Akan tetapi, dari data internal perusahaan per kuartal dua kemarin memperlihatkan rasio (lihat grafik) terjadi pergeseran jumlah pencari kerja di atas dari jumlah pekerjaan yang tersedia.

Data internal Urbanhire / Urbanhire
Data internal Urbanhire / Urbanhire

“Lima bulan sejak dimulainya pandemi, lowongan pekerjaan baru yang masuk ke platform Urbanhire setiap bulannya masih berada di angka yang cukup rendah. Berbeda jauh dari awal tahun ini, di mana jumlah lowongan per bulannya bisa mencapai 500,” papar Benson.

Kondisi sebaliknya terjadi di jumlah pelamar kerja yang mendaftar. Angkanya bisa menembus 60 ribu per bulannya. Ia menyimpulkan bahwa pandemi menyebabkan tidak seimbangnya jumlah supply pekerja dan demand pekerjaan yang beredar di masyarakat.

Perekrutan baru

Rasio diterimanya para pekerja dengan pekerjaan yang diincar menjadi lebih sengit. Menengok dokumen spreadsheet SEAcosystem.com dan dokumen sejenis versi lokal, setiap harinya daftar pekerja startup yang di-PHK terus bertambah, meski tidak semuanya ditampilkan secara sukarela di sini. Dari sekian banyak nama-nama di sana, mayoritas divisi yang terdampak adalah pemasaran dan engineering/product/IT.

Menurut data Urbanhire, Benson memperlihatkan salah satu industri yang masih melakukan perekrutan karena masuk industri “hijau” selama pandemi adalah pemain e-commerce.

“Adanya kebijakan social distancing dari pemerintah memaksa perusahaan untuk menerapkan aturan WHF bagi karyawannya. Akibatnya terjadi peningkatan penggunaan teknologi dan servis yang berbasis digital. Hal ini berakibat pada meningkatknya kebutuhan perusahaan akan talenta IT, juga pekerja remote.”

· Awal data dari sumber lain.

PR #489, opened 2025-08-18
[Renderers/Sokol] allow usage of images with sokol renderer

rivten:
This code implements the rendering of clay images for the sokol renderer backend.

Previously there was a big todo and the code did nothing. Now it renders the image.

Several caveats :

- I’m not that smart, so I just copy pasted the code to render rectangles and adapted it to provide uv coordinates to a texture. Any bug in the rectangle rendering will be in the image rendering.
- I tried to implement corner radius but couldn’t. Maybe someone smarter than me can figure it out (I might give it a try in the future). So if any cornerRadius is specified, the image will look quite bad. Maybe we should just render a full rectangle all the time instead of a corrupted image ?
- Yet, this is strictly better than before.
- Tinting worked out of the box, which I’m quite happy with.
- I tried to give a good explanation in the comment header, but English is not my first language, so any feedback is appreciated.
- Thanks for the awesome library.

### DIFF
--- a/renderers/sokol/sokol_clay.h
+++ b/renderers/sokol/sokol_clay.h
@@ -113,6 +113,9 @@ typedef int sclay_font_t;
 typedef struct sclay_image {
     sg_image image;
     sg_sampler sampler;
+    struct {
+        float u0, v0, u1, v1;
+    } uv;
 } sclay_image;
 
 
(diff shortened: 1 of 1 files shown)


rivten:
Thanks. Well I feel like @andrewmd5 commit that he showed is better than mine.
It handles corners as well as subimages !
Give me a tiny bit of time and I’ll improve my PR with his excellent contribution :) I think it’s worth it.

rivten:
@nicbarker  I updated the pull request. I tested it a tiny bit, and it seems correct ! I’m not sure I’ve properly handled all the if-else cases in the image rendering.

I’ve extensively cherry-picked into @andrewmd5 and I feel like he should really be the one to be credited for this work ! Thanks again !!

rivten:
Updated. Indeed there was an update on sokol_gfx and sokol_gl side and I was not using the latest version. Thanks for catching that up :)

PR #492, opened 2025-08-21
Remove ID from element declaration struct and split clay macro into CLAY and CLAY_WITHID

nicbarker:
This PR removes the `.id` field from the `Clay_ElementDeclaration` struct, and instead requires that IDs be specified using a separate macro. The justification from the Discord is below:

Hi everyone, I'm just flagging a change that I have been weighing up for a while. Our handling of IDs at the moment is a little undercooked and has some edge cases, and one of the reasons is a poor API decision on my part. The ElementDeclaration struct that you pass to the `CLAY` macro currently accepts an ID as a field, which actually doesn't make sense:
ElementDeclaration structs are supposed to be reusable so you can define styles with them, and if an ID is defined there and reused, it will create a duplicate id error.

The `_ID_LOCAL` macros depend on the current open element to base their ID on, and as a result need to be used inside the layout declaration - again, doesn't make sense for a struct that is supposed to be for reusable styles.
Because you can use Clay_Hovered etc inside the element declaration struct, they resolve before the ID has actually been attached to the element.  We do some shenanigans behind the scenes to make this "magically" work, but I've seen edge cases and it's a hack, not a reasonable solution.

After wasting a couple hours messing around with macro hackery, I've come to the conclusion that the best approach will just be to remove the .id field from the element declaration struct and split the main CLAY macro in two, CLAY stays how it is, and CLAY_WITHID is the same macro but expects an ID as the first argument. Have a look at the attached images for more info: 

Screenshot_2025-08-15_at_11 09 53_am
Screenshot_2025-08-15_at_11 10 20_am

I was able to make this change in the examples with a <30 second find + replace, but I understand it's an annoying breaking change. I'm also open to other ideas if anyone can think of anything a bit more elegant!
this also has a nice side effect of saving us 32 bytes off the size of the configuration struct, which for reusable styles does add up

> Question from Thag: how would this impact the odin bindings?

good question, the way we've approached the odin bindings actually make this change much more straightforward:

Screenshot_2025-08-15_at_11 24 41_am

Screenshot_2025-08-15_at_11 24 13_am

the UI proc changes to take an optional ID param, and the id is removed from the config struct
Image
for historical context about this mistake, clay used to look like this:

```C
CLAY(
  CLAY_ID("button"),
  CLAY_RECTANGLE({ .backgroundColor = Clay_Hovered ? blue : red }),
  // etc
```

Which roughly expanded to:

```C
Clay_OpenElement();
Clay_AttachIdToOpenElement("button");
Clay_AttachRectangleToOpenElement(
  (Clay_Rectangle) { .backgroundColor = Clay_Hovered() ? blue : red }
);
```
 
which meant that `Clay_AttachIdToOpenElement()` could run before `Clay_Hovered()`
but since we changed to the declaration struct, because of function execution order:

```C
Clay_OpenElement();
Clay_ConfigureOpenElement({
  .id = CLAY_ID("button"),
  // Clay_Hovered() is called _before_ Clay_ConfigureOpenElement
  .backgroundColor = Clay_Hovered() ? blue : red
});
```
 
so we had to do some magic to make `Clay_Hovered()` correctly read the previous frame data to compute the hover, even though at this point in the hierarchy, we have no idea what the ID of the current element is, because `ConfigureOpenElement` hasn't run
bit of a chicken and egg problem haha
at the moment we handle it by attaching an auto generated id when `Clay__OpenElement` is called, then if the declaration has an ID in it, we point that second ID to the same hash map item as an "alias"

but it means that hover and other effects can fail if the order of elements within a container isn't exactly the same between frames - which creates major issues for transitions, which is why I'm fixing this now 👍
TL;DR I made a mistake and now everyone has to pay 😂


bullno1:
`CLAY` is so nice to type though I wish it were the default instead and `CLAY_NO_ID` is the compatibility.

You can even add: `Clay_ElementDeclarationWithId` which is the same as: `Clay_ElementDeclaration` but with the ID field and something like: `CLAY_LEGACY` can use that.

nicbarker:
> `CLAY` is so nice to type though I wish it were the default instead and `CLAY_NO_ID` is the compatibility.
> 
> You can even add: `Clay_ElementDeclarationWithId` which is the same as: `Clay_ElementDeclaration` but with the ID field and something like: `CLAY_LEGACY` can use that.

That's an interesting point - I wonder if having the ID mandatory as the first argument is a better overall design for the default `CLAY` macro. It does incentivise having stable IDs for most elements, which I think is best anyway.

Perhaps we should run a poll in the discord?

mgubi:
What about using a CLAY macro with one or two parameters? E.g. with solutions from [this](https://stackoverflow.com/questions/3046889/optional-parameters-with-c-macros) stack exchange discussion? I guess should look something like (my own version, possibly wrong)
```
#define CLAY_WITH_ID(id, s) ... // add code for element instantiation with id
#define CLAY_NO_ID(s) ... // add code for element instantiation without id
#define CLAY_CHOOSER(a, b, c, ...) c
#define CLAY(...) CLAY_CHOOSER(__VA_ARGS__ , CLAY_WITH_ID, CLAY_NO_ID)(__VA__ARGS__)
```
which does not look worser than the macro stuff Clay already has, and would allow to use a simple notation for the main entrypoint of the library.

nicbarker:
@dananderson I agree that the standard API is a little verbose, but luckily with C you can just do a simple `#define CLAYA CLAY_AUTO_ID` anywhere in your own code and rename it how you like 🙂

Generally I like to err on the side of naming being more clear by default than more concise, but I can totally understand that it gets cumbersome when you have to type it over and over!

PR #498, opened 2025-08-30
clay.h: Fix struct with default initializer not using CLAY__DEFAULT_STRUCT

victor-Lopez25:
clay.h: Fix struct with default initializer not using CLAY__DEFAULT_STRUCT
no other changes


victor-Lopez25:
I also fixed a lot of warnings with type conversions locally, if you want that I'll also add it to the PR.

PR #505, opened 2025-09-08
fix: unused extra macro param

fgungor:
Build fix for CLAY_ID_LOCAL() usage


nicbarker:
Hello, and thanks for catching this!

PR #510, opened 2025-09-16
Fix the button events in the SDL example

pmasschelier:
Short fix for the SDL3 example clicks


plungepool:
This fixed a problem I was having with the example 👍 

Clicking the buttons did not update the UI to select them until another mouse event was triggered, including clicking the button again or even just moving the cursor. Potentially this is a deeper bug or unintended behavior elsewhere? But this fix does make the demo work as it seems like was intended.

PR #521, opened 2025-09-27
Fix `Clay__GetParentElementId` for new id scheme

bullno1:
Because `Clay__GetParentElementId` is now evaluated before `Clay__OpenElementWithId`, the parent is now actually the current open element.
Going to the "grandparent" as it is now will result in an id clash


nicbarker:
To prepare for the transition branch, I'm going to merge this in now and rebase it. Although as you mentioned, this function is going to be renamed to `Clay_GetOpenLayoutElementId()` and moved to the public API, as it's useful for getting the ID of `CLAY_AUTO_ID` elements 🙂

PR #523, opened 2025-09-30
Fixed termbox2 demo build, added scroll functionality

Godje:
## Fixing the demo
- Demo would not compile due to failure to check out the commit tags (they might have been squashed away or pruned).
- Demo would crash instantly due to a "duplicate ID" issue. I statically assigned an ID to the component that was causing this trouble (termbox_settings).

## Added horizontal scroll functionality
The termbox2 renderer and the demo **supported** scroll functionality previously, but they were never *shown* in the demo. I added horizontal scrolling for the user to be able to see the rest of the palette test window through `.clip` exactly as it is done in the documentation.

## Things that will stay "broken"
Due to how string slices are rendered, horizontal scrolling will trim the string in the wrong direction. It seems that the only way to mitigate this without touching the renderer is to compute strings with the proper trimmed length, but computed strings would require allocating them outside of the layout build. Implementation of this would bloat the demo code, so I kept this out.

### DIFF
--- a/examples/termbox2-demo/CMakeLists.txt
+++ b/examples/termbox2-demo/CMakeLists.txt
@@ -8,7 +8,7 @@ set(FETCHCONTENT_QUIET FALSE)
 FetchContent_Declare(
     termbox2
     GIT_REPOSITORY "https://github.com/termbox/termbox2.git"
-    GIT_TAG "9c9281a9a4c971a2be57f8645e828ec99fd555e8"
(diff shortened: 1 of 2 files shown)


nicbarker:
Thanks for fixing this one up! I just merged another commit that fixed the base issue that was causing the duplicate ID, but we can leave in the explicit ID cause I think it's a good ID to use explicit IDs where possible anyway 🙂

Kondisi yang sama dipaparkan Co-Founder dan CEO Ekrut Steven Suliawan. Talenta digital yang berkaitan dengan IT dan digital marketing adalah lowongan pekerjaan yang paling banyak dicari belakangan ini. Dari jenis industrinya, perusahaan yang bergerak di jasa keuangan, telekomunikasi, FMCG, dan healthcare termasuk aktif merekrut dan tidak begitu terefek oleh pandemi.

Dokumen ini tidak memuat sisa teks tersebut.